Jude: Yes. What? No! Just, uh, tell him I said, “What’s up … bro.”
Instead, Taylor goes to the hospital and gives Connor her phone, and the first thing he does it text Jude. It’s one of my favorite ever coming out scenes on TV because it’s just what the world is like now for so many teenagers. Jude wants to know why Connor pinned the whole getting shot thing on him, and Connor goes, “What? I didn’t. But I told my dad I’m gay.” Just so breezy. Just over text message. Just telling the boy you love that you told your dad that you’re a boy who loves boys. Jude smiles so sweetly and happily, because he doesn’t care about the label; he cares that what Connor is saying is, “I want to be with you.”



This is such an important storyline. The best eight-year-old boy in my life/the world is getting bullied mercilessly right now in his second grade classroom, and it’s breaking my heart into a zillion pieces. Because he’s working some stuff out in his young little brain. Because he wanted another boy in his class to be his Valentine. Because he also likes fingernail polish. Because he lives in rural Georgia and so many of the brainwashed Baptist kids in his class are horrible. And I’m watching Jude and Connor and I’m wishing the eight-year-old boy in my life was just a few years older, so he could watch them too. And what a world when he only needs to be a few years older than second grade to be able to see something of himself reflected on TV! With the exception of Ellen, I didn’t see my first lesbian character on television until I was in my mid-20s! What a time to be alive, y’all. Bradley Bredeweg and Peter Paige, I just want to hug you and buy you a drink (and hug you again)!

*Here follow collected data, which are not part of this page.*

PR #439, opened 2022-10-07
Integration tests for the mount manager

denisonbarbosa:
Initial integration of the mount manager into the integration tests setup. More tests are still required, but those will be added after the mounts handler is implemented.
This branch was rebased on #436, so it should be dealt with before merging this branch.

DEENG-460


cmd/adsysd/integration_tests/adsysctl_policy_test.go
```diff
@@ -594,6 +595,25 @@ func TestPolicyUpdate(t *testing.T) {
 			},
 			wantErr: true,
 		},
+		// This is will make the scripts fail as well, sadly. But currently there's
```
denisonbarbosa, line 598: This is a little annoying. We could "fix" by restoring a run/users/uid directory with a mounts file and then make the file read only, rather than using localhost-uptodate or by changing the way we save the mounts file. 
Wdyt?

didrocks:
Here is the reason I wanted to have both PR separated: as this one is based on the other one, I can’t easily rereview it before the other one is merged.

I thought though that this wasn’t necessary? As it’s only a question of renaming tests (that we don’t have to do here) + old state/golden files, the files added don’t conflict between each other, and so, this branch can just branch main separately and the conflict should be minimal, if not existent at all.

Please really try to use separate branches as a separation of concern.

cmd/adsysd/integration_tests/adsysctl_policy_test.go
didrocks: Isn’t that the goal of `readOnlyDirs` that you are using? (Could be extended to files, but having the directory RO itself should still fail the mount manager AND scripts btw)

denisonbarbosa: Well, yes. But what I meant is that by making the run directory read only, we are making the scripts manager fail as well. Would be better if there was a way to make the mounts manager fail individually rather than always affecting both the mounts and the scripts managers.

didrocks: Could we try in one test to create the mounts file preventively and make it RO?

denisonbarbosa: I think we can change the way we go about readOnly dirs to make it work. We can try to create the specified path (if it doesn't exist) before making it read only. This would also give us more flexibility in the tests as well, I think.

denisonbarbosa:
PR will be redone in another branch

PR #440, opened 2022-10-10
Integration tests for mount manager

denisonbarbosa:
Updating integration tests to cover the recently added mount manager for users policies.


cmd/adsysd/integration_tests/adsysctl_policy_test.go
```diff
@@ -594,6 +594,14 @@ func TestPolicyUpdate(t *testing.T) {
 			},
 			wantErr: true,
 		},
+		"Error on mount apply failing": {
+			initState: "localhost-uptodate",
+			readOnlyDirs: []string{
+				// In order to make the mount manager fail, we need create a not empty mounts directory inside the user folder.
+				fmt.Sprintf("run/users/%s/mounts", currentUID),
```
denisonbarbosa, line 601: It might be a little weird to rely on readOnlyDirs to create the directory that we need for the failure.
I can add another field in the test case struct to handle it, if you think it's better.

Mariana goes back to the bakery to see her grandparents, and to deliver Anna’s letter, which she has read now. Her grandma recognized her the first time; she looks just like Anna used to look. Mariana explains that she and Jesus have a wonderful home with wonderful moms and she’s a super genius and he’s going on a wrestling scholarship to Testosterone Academy maybe, but there’s a new sister on the way, and maybe her grandparents can adopt it and have a second chance at saving Mariana and Jesus. She thanks them for the Christmas presents. (Remember those signs that were their names that they got for Christmas but they didn’t know who sent them? They were from their grandpa. He has handmade signs of all his grandkids’ names hanging in his bakery.)

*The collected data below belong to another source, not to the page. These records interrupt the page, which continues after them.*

PR #444, opened 2022-10-12
User mount handler

denisonbarbosa:
Implementation of the Rust binary responsible to read the mounts file and mount the parsed entries for the current user.

DEENG-463


internal/policies/mount/adsys_mount/src/error.rs
```diff
@@ -0,0 +1,17 @@
+use thiserror::Error;
+
+/// Our own error type
+///
+/// It's not good practice to return errors that are not from your own API
+/// (unless they are from the std library, i.e. io or fmt errors).
+#[non_exhaustive] // Blocks match expressions without wildcards (_) for this enum.
+#[derive(Debug, Error)]
+pub enum AdysMountError {
```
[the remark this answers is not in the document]
denisonbarbosa: Oh, yeah... I totally knew about it, I was just testing you guys...
😅

internal/policies/mount/adsys_mount/src/main.rs
```diff
@@ -0,0 +1,235 @@
+use clap::Parser;
+use gio::{
+    self,
+    traits::{FileExt, MountOperationExt},
+};
+use glib::ObjectExt;
```
didrocks, line 6: is it used anywhere?

internal/policies/mount/adsys_mount/src/main.rs
```diff
@@ -0,0 +1,235 @@
...
+
+    // Attaches the receiver to the main context, along with a closure that is called everytime there is a new message in the channel.
+    rx.attach(Some(&g_ctx), move |x| {
+        match x.status {
+            MountStatus::Done => debug!("Mounting of {} was successful", x.path),
+            MountStatus::Error(_) => {
+                warn!("Failed when mounting {}", x.path);
+                mu_clone.lock().unwrap().push(x);
+            }
+            _ => {}
```
didrocks, line 95: I would probably still catch the MountStatus::Ask status here to return an error that was not expected…

internal/policies/mount/adsys_mount/src/main.rs
```diff
@@ -0,0 +1,235 @@
...
+
+    if had_error {
+        return Err(AdsysMountError::MountError);
+    }
+    Ok(())
+}
+
+/// Reads the file and parses the mount points listed in it.
+fn parse_entries(path: &String) -> Result<Vec<MountEntry>, std::io::Error> {
+    debug!("Parsing file content");
```
didrocks, line 134: I would add some context to the debug, like the path of the file we are currently parsing

internal/policies/mount/adsys_mount/src/main.rs
```diff
@@ -0,0 +1,235 @@
...
+
+    let mut parsed_entries: Vec<MountEntry> = Vec::new();
+
+    // The ? operator tries to unwrap the result and, if there is an error, returns it to the caller of this function.
+    let content = fs::read_to_string(path)?;
+
+    for p in content.split_terminator('\n') {
```
didrocks, line 141: IIRC, there are other ways to iterate over lines, like `content.lines()`

internal/policies/mount/adsys_mount/src/main.rs
```diff
@@ -0,0 +1,235 @@
...
+/// Callback that is invoked by gio when prompted for password.
+fn ask_password_cb(
+    mount_op: &gio::MountOperation,
+    _: &str,
+    _: &str,
+    _: &str,
+    flags: gio::AskPasswordFlags,
+) {
+    if mount_op.is_anonymous() && flags.contains(gio::AskPasswordFlags::ANONYMOUS_SUPPORTED) {
+        unsafe {
```
didrocks, line 212: hum, why do we have this with no comment? :p

Anyway to avoid calling unsafe?

internal/policies/mount/adsys_mount/src/main.rs
```diff
@@ -0,0 +1,235 @@
...
+            if let Some(data) = mount_op.data("state") {
+                // Ensures that we only try anonymous access once.
+                if let MountStatus::Asked = *(data.as_ptr()) {
+                    warn!("Anonymous access denied.");
+                    mount_op.reply(gio::MountOperationResult::Aborted);
+                }
```
didrocks, line 218: can we return early and avoid too many identations?

internal/policies/mount/adsys_mount/src/main.rs
```diff
@@ -0,0 +1,235 @@
...
+            } else {
+                debug!("Anonymous is supported by the provider.");
+                mount_op.set_data("state", MountStatus::Asked);
+                mount_op.reply(gio::MountOperationResult::Handled);
+            }
+        }
+    // Checks if the machine has a kerberos ticket defined.
+    } else if std::env::var("KRB5CCNAME").is_ok() {
```
didrocks, line 226: yeah, ditto, if we can avoid the else if…

internal/policies/mount/adsys_mount/src/main.rs
```diff
@@ -0,0 +1,235 @@
...
+    }
+
+    if had_error {
+        return Err(AdsysMountError::MountError);
+    }
+    Ok(())
+}
+
+/// Reads the file and parses the mount points listed in it.
+fn parse_entries(path: &String) -> Result<Vec<MountEntry>, std::io::Error> {
```
didrocks, line 133: I think you can safely use a &str, thanks to implicit coerxion, you don’t even need to typecast.

It will make some change where you can pass directly the slice reference in the test.

internal/policies/mount/adsys_mount/src/test.rs
```diff
@@ -0,0 +1,30 @@
+#[cfg(test)]
+mod tests {
+    use crate::{parse_entries, MountEntry};
+
+    /// Tests parse_entries function.
+    #[test]
+    fn test_parse_entries() {
```
didrocks, line 7: I think there are multiple tests that we can do, like empty files, and so on… (also, file that doesn’t exist). That way, you can test the Err case which is not covered right now.

While I’m at it… Do you mind looking if we can transform those in some kind of table testing? (Honest request, I haven’t looked how to do that in rest, but at worst, we can have a for loop basically, without real subtest support, and relax the assert to a global error?)

didrocks (commented):
Here we go (finally!) I have some comments and some exploration that I think you can have a look to. Feel free to tell me if anything is not clear

internal/policies/mount/adsys_mount/src/main.rs
denisonbarbosa: Yes... There are some "methods" that require traits to be imported

internal/policies/mount/adsys_mount/src/main.rs
didrocks: I still see the split terminator functino here

didrocks (commented):
something to look at.

internal/policies/mount/adsys_mount/src/test.rs
```diff
@@ -44,7 +56,11 @@ mod tests {
             );
 
             match want {
-                Ok(w) => assert_eq!(w, format!("{:?}", got)),
+                Ok(w) => {
+                    for i in 0..w.len() {
+                        assert_eq!(w[i], got[i]);
```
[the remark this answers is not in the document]
schopin-pro: Presumably you could do `assert_eq!(w, got)` since there's this: https://doc.rust-lang.org/std/vec/struct.Vec.html#impl-Eq-for-Vec%3CT%2C%20A%3E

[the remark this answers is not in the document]
didrocks: funnily, we adressed it an hour ago in a HO :)

internal/policies/mount/adsys_mount/src/lib.rs
```diff
@@ -0,0 +1,220 @@
...
+fn ask_password_cb(
+    mount_op: &gio::MountOperation,
+    _: &str,
+    _: &str,
+    _: &str,
+    flags: gio::AskPasswordFlags,
+) {
+    if mount_op.is_anonymous() && flags.contains(gio::AskPasswordFlags::ANONYMOUS_SUPPORTED) {
+        // Unsafe block is needed for data and set_data implementations in glib.
+        unsafe {
```
schopin-pro, line 193: I tend to follow this policy regarding unsafe blocks:

https://std-dev-guide.rust-lang.org/documentation/safety-comments.html

Usually, `unsafe fn foo()` will have a comment describing why it is unsafe, i.e. which invariants need to be upheld by the calling code. Here, `set_data()` and `data()` have indeed a "Safety" section: https://docs.rs/glib/latest/glib/object/trait.ObjectExt.html#tymethod.set_data

> This function doesn’t store type information

> The returned pointer can become invalid by a call to set_qdata, steal_qdata, set_data or steal_data.
>
> The caller is responsible for ensuring the returned value is of a suitable type

A key principle in Rust is local reasoning: you should be able to figure stuff out at the function level. This is true for type inference (all types can be deduced from either local variable declarations or deducted from the function signature), but also for safety reasoning.

Here, the only way to make sure the invariant is upheld (we only store booleans in there, and nowhere else is `set_data` called) is to grep through the whole codebase, which means that your function `ask_password_cb` should be marked `unsafe`. The place where you can enforce that invariant is actually when you connect the callback, as there you have a grasp over the `MountOperation` lifecycle, know that it's only used locally (and assume that `mount_enclosing_volume` don't do nasty stuff with `set_data`, but that should be documented as well).

So, in short, this is what I'm proposing:

```rust
/// Handles the mount operation to mount the specified entry.
fn mount_entry(entry: Entry, tx: glib::Sender<Msg>) {
    debug!("Mounting entry {}", entry.path);

    let f = gio::File::for_uri(&entry.path);

    let mount_op = gio::MountOperation::new();

    if entry.is_anonymous {
        debug!("Anonymous mount requested for {}", entry.path);
        mount_op.set_anonymous(true);
    }

    mount_op.connect_ask_password(|mount_op, _, _, _, flags| {
        if mount_op.is_anonymous() && flags.contains(gio::AskPasswordFlags::ANONYMOUS_SUPPORTED) {
            // SAFETY: no use of `set_data` and friends on the local mount_op, assuming
            // `mount_enclosing_volume` also doesn't.
            unsafe { ensure_single_anonymous_access(mount_op) };
            return;
        }
        // Checks if the machine has a kerberos ticket defined.
        if std::env::var("KRB5CCNAME").is_ok() {
            debug!("Kerberos ticket found on the machine.");
            mount_op.reply(gio::MountOperationResult::Handled);
            return;
        }

        warn!("Kerberos ticket not available on the machine.");
        mount_op.reply(gio::MountOperationResult::Aborted);
    });

    // Callback invoked by gio after setting up the mount.
    let mount_handled_cb = move |r: Result<(), glib::Error>| {
        let msg = Msg {
            path: entry.path,
            status: r,
        };

        if let Err(e) = tx.send(msg) {
            error!("Failed to send message in the channel: {}", e);
        }
    };

    f.mount_enclosing_volume(
        gio::MountMountFlags::NONE,
        Some(&mount_op),
        gio::Cancellable::NONE,
        mount_handled_cb,
    );
}

/// # Safety
///
/// This function assumes it has exclusive use of `mount_op`'s `set_data()` and related methods.
unsafe fn ensure_single_anonymous_access(mount_op: &gio::MountOperation) {
    // SAFETY: per function invariant
    if let Some(data) = unsafe { mount_op.data::<bool>("state") } {
        // Ensures that we only try anonymous access once.
        // SAFETY: per function invariant
        if unsafe { *data.as_ptr() } { // could also have been `if *(unsafe { data.as_ref() })` but that's rather ugly
            warn!("Anonymous access denied.");
            mount_op.reply(gio::MountOperationResult::Aborted);
        }
    } else {
        debug!("Anonymous is supported by the provider.");
        // SAFETY: per function invariant
        unsafe { mount_op.set_data("state", true) };
        mount_op.reply(gio::MountOperationResult::Handled);
    }
}
```

Note that in Rust < 1.65 this will give you warnings, as the community practices around `unsafe` are still evolving. Previously, being in a `unsafe fn` not only meant that the function couldn't be called without `unsafe` but also that its contents could use unsafe operations without further `unsafe` blocks, and so an old lint considered them redundant. To disable these old warnings (and actually warn if *not* using an `unsafe` block), add `#[warn(unsafe_op_in_unsafe_fn)]` at the top of `lib.rs`.

schopin-pro (commented):
There's a whole thing regarding `unsafe`, and another smaller one regarding tests (I know, I know...)

didrocks:
ok, so apart from my comment on https://github.com/ubuntu/adsys/pull/549 + the fact that the package doesn’t build for me (missing `XS-Vendored-Sources-Rust` field in debian/control), this will be ready for merging.

Please fix the package build, we will assess for the other comment.

schopin-pro:
> (missing `XS-Vendored-Sources-Rust` field in debian/control)

That part is actually deliberate. I haven't found a satisfying way to
magically generate this for you in a way that's also enforceable at
build time, so I'm just prompting the packager with the actual line to
add to their d/control.

I did not add said line to d/control as it's fairly ugly (1500
characters) and depends on the state of the vendored tree, which itself
isn't vendored. With hindsight, that last argument is kinda moot since
the vendored tree is generated from the lockfile, which *is* versioned.

didrocks:
ok, I think I’m done with different PRs around this one. See the details on each one. In addition to those:

I think it’s worth exploring a way to not remove the cargo lock file (see the exchange on the packaging PR)
as we discussed yesterday, some CI to update the X- vendored deps rust will update to fix the FTBS in kinetic+ and having it always up to date.
and finally, update debian/copyright (yes, I know, this is exciting…)

Cargo.toml
```diff
@@ -0,0 +1,7 @@
+[workspace]
+
+members = [
+    "internal/policies/mount/adsys_mount",
+]
+
+exclude = [ "vendor_rust/" ]
```
liushuyu, line 7: I would suggest enabling LTO for the release profile by default so that the binary could be even more optimized and smaller in size.

```suggestion
exclude = [ "vendor_rust/" ]

[profile.release]
lto = "fat"
```

internal/policies/mount/adsys_mount/src/lib.rs
```diff
@@ -0,0 +1,225 @@
...
+                if *(data.as_ref()) {
+                    warn!("Anonymous access denied.");
+                    mount_op.reply(gio::MountOperationResult::Aborted);
+                }
+            } else {
+                debug!("Anonymous is supported by the provider.");
+                mount_op.set_data("state", true);
+                mount_op.reply(gio::MountOperationResult::Handled);
+            }
+        }
```
liushuyu, line 209: I highly recommend limiting the `unsafe` scope so that only the statements requiring `unsafe` are inside the `unsafe` block, making it more obvious which operations may be prone to issues.

```suggestion
        // SAFETY: The usage of set_data and data can result in type unsafety. Since we are
        // controlling which key is being set and by whom, this should be safe.
        if let Some(data) = unsafe { mount_op.data::<bool>("state") } {
            // Ensures that we only try anonymous access once.
            if *(data.as_ref()) {
                warn!("Anonymous access denied.");
                mount_op.reply(gio::MountOperationResult::Aborted);
            }
        } else {
            debug!("Anonymous is supported by the provider.");
            mount_op.set_data("state", true);
            mount_op.reply(gio::MountOperationResult::Handled);
        }
```

internal/policies/mount/adsys_mount/Cargo.toml
```diff
@@ -0,0 +1,21 @@
...
+include = ["src/**/*"]
+
+# See more keys and their definitions at https://doc.rust-lang.org/cargo/reference/manifest.html
+[lib]
+name = "lib"
+path = "src/lib.rs"
+
+[dependencies]
+anyhow = "1.0.65"
+chrono = "0.4.22"
```
liushuyu, line 15: `chrono` is unmaintained. I recommend switching to [`time`](https://lib.rs/crates/time) crate:

```suggestion
time = { version = "0.3", features = ["formatting", "macros"] }
```

internal/policies/mount/adsys_mount/Cargo.toml
```diff
@@ -0,0 +1,21 @@
...
+gio = "0.16.2"
+glib = "0.16.2"
+log = "0.4.17"
+serde = { version = "1.0.147", features = ["derive"] }
+serde_json = "1.0.87"
+thiserror = "1.0.37"
```
liushuyu, line 21: I recommend referencing their major version for crates with stabilized versions (according to the semantic versioning). Like this:

```suggestion
serde = { version = "^1", features = ["derive"] }
serde_json = "^1"
thiserror = "^1"
```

Stef is all femmed up and ready to buy a blackmarket handbag. She meets the seller in a parking lot, and the seller is Liam. Liam does not recognize Stef, but she sure as hell remembers him. She does the deal with the purse and then reveals herself as Callie Jacobs’ mom, and when Liam tries to run for it, Mike pops out from behind a fence with a gun and Liam is going to jail.

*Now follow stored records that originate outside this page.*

PR #447, opened 2022-10-13
Switch to new fsnotify event check syntax

GabrielNagy:
This was added in v1.6.0 of the library which we just updated to, and it makes for a more readable way of checking for events.


didrocks (approved):
That makes it way easier to read. good work!

PR #461, opened 2022-10-18
Add apparmor tests to policies manager

GabrielNagy:
This involves a bit of argument restructuring because in order to have a passing apparmor manager run we need control over both the `apparmor_parser` command and the loaded policies file.

The current (and best) way to do it for now is to use functional options. This will also aid us when updating the integration test to
take into account the apparmor manager.

I've repurposed the `loadedPoliciesFile` to be configurable via the apparmorfs directory which is its parent directory and exposed the configurable options to the policies manager.

For tests, the `apparmor_parser` command is stubbed to `/bin/true` for convenience, and similar to the other managers we set the directory as read-only in order to trigger a failure.


didrocks:
@denisonbarbosa mind reviewing this first? Also, do you mind investigating Gabriel’s comment?

denisonbarbosa (changes requested):
Looks good to me, apart from some comments that we can iterate over (specially the consts one)

didrocks (approved):
This LGTM! On the permission change, I think the helper used to create as 0755 before we went to gosec and change them. Permission change is typically not taken into account by git add, so I’m surprised this was taken. However, as discussed, this will be decouple in another PR.

I agree about the bubbling up of options which is annoying. I have that in my mind for quite some time but didn’t think about an idiomatic solution yet. I capture it as https://github.com/ubuntu/adsys/issues/465 for now.

Nice work! Nothing change requested :)

PR #464, opened 2022-10-18
Add integration tests for apparmor computer policy manager

GabrielNagy:
I've opened this against https://github.com/ubuntu/adsys/pull/461 since it depends on some functional options magic from there. I separated the updates in easy to follow commits to make for an easier review.

### DIFF
--- a/cmd/adsysd/integration_tests/adsysctl_policy_test.go
+++ b/cmd/adsysd/integration_tests/adsysctl_policy_test.go
@@ -464,6 +464,7 @@ func TestPolicyUpdate(t *testing.T) {
 				"sudoers.d",
 				"polkit-1",
 				"run/machine",
+				"apparmor.d/adsys/machine",
 			},
 			krb5ccNamesState: []krb5ccNamesWithState{
 				{
@@ -484,6 +485,7 @@ func TestPolicyUpdate(t *testing.T) {
 				"sudoers.d",
 				"polkit-1",
 				"run/machine",
+				"apparmor.d/adsys/machine",
 				"cache/sysvol/Policies/{C4F393CA-AD9A-4595-AEBC-3FA6EE484285}",
 				"cache/sysvol/Policies/{31B2F340-016D-11D2-945F-00C04FB984F9}",
 			},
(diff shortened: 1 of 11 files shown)


didrocks:
Can you force the refresh on latest main? (I don’t know how to force GH doing this)

cmd/adsysd/integration_tests/adsysctl_policy_test.go
```diff
@@ -947,6 +962,7 @@ func TestPolicyUpdate(t *testing.T) {
 			testutils.CompareTreesWithFiltering(t, filepath.Join(adsysDir, "dconf"), filepath.Join("testdata", "PolicyUpdate", "golden", goldName, "dconf"), update)
 			testutils.CompareTreesWithFiltering(t, filepath.Join(adsysDir, "sudoers.d"), filepath.Join("testdata", "PolicyUpdate", "golden", goldName, "sudoers.d"), update)
 			testutils.CompareTreesWithFiltering(t, filepath.Join(adsysDir, "polkit-1"), filepath.Join("testdata", "PolicyUpdate", "golden", goldName, "polkit-1"), update)
+			testutils.CompareTreesWithFiltering(t, filepath.Join(adsysDir, "apparmor.d", "adsys"), filepath.Join("testdata", "PolicyUpdate", "golden", goldName, "apparmor.d", "adsys"), update)
```
denisonbarbosa, line 965: Maybe we can move the comparison one level higher? Rather than comparing apparmor.d/adsys, it would compare apparmor.d/ (along with everything nested in it).

denisonbarbosa (changes requested):

didrocks (changes requested):
Good work, how is the headache? :p

It was almost perfect, there are just some few changes needed, but this should not impact the golden files, which is the good news!

I have to write 3 things to change here, as it’s parts missing in the diff:
* the old-state should have the apparmor assets corresponding to the projected apparmor.d directory. Basically, it means you need to update `PolicyUpdate/states/old-data/cache/sysvol/assets/` too.
* in adsysctl_policy_test.go, if you look at the offline test cases, we ensure that we can regenerate from old state + policy cache the directories on the system. This is done by removing some directories before applying policies. I didn’t see the apparmor.d directories being changed.
* `localhost-uptodate/cache/sysvol/assets` should have the content corresponding to assets.db (for the sake of consistency)

If you have any question, feel free to reach out to me. Excellent work (as usual, I would say).

didrocks (approved):
perfect! Really great work again. Thanks!

denisonbarbosa (approved):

The next part is so good I was just crying and air-punching the whole time. Part of it was I was still very teary about Mariana and about Connor, and this really just sent me over the emotional edge (but like in a good way; like jumping into a pile of fresh-from-the-dryer towels). So Callie comes to the police station to confront Liam because he was the one behind her identity theft and Sarah was just his pawn. I know this isn’t how real police things work, but I don’t care. Stef lets Callie go into the interrogation room and look her rapist right in the face and explain how she busted him, how she got Sara to turn on him when they showed her that he’d stolen her identity and let another girl use it to do the same thing he was doing to Callie, and she wins and he loses and now he’s going to jail for a long, long time. This show is the antithesis of Glee in every good way. WHO RUN THE WORLD?


On the way home from the precinct, Stef swings by Anna’s new apartment to drop off her prenatal vitamins. It’s a scary, dangerous place, and so you know exactly what happens: Stef brings Anna home so they can adopt her too.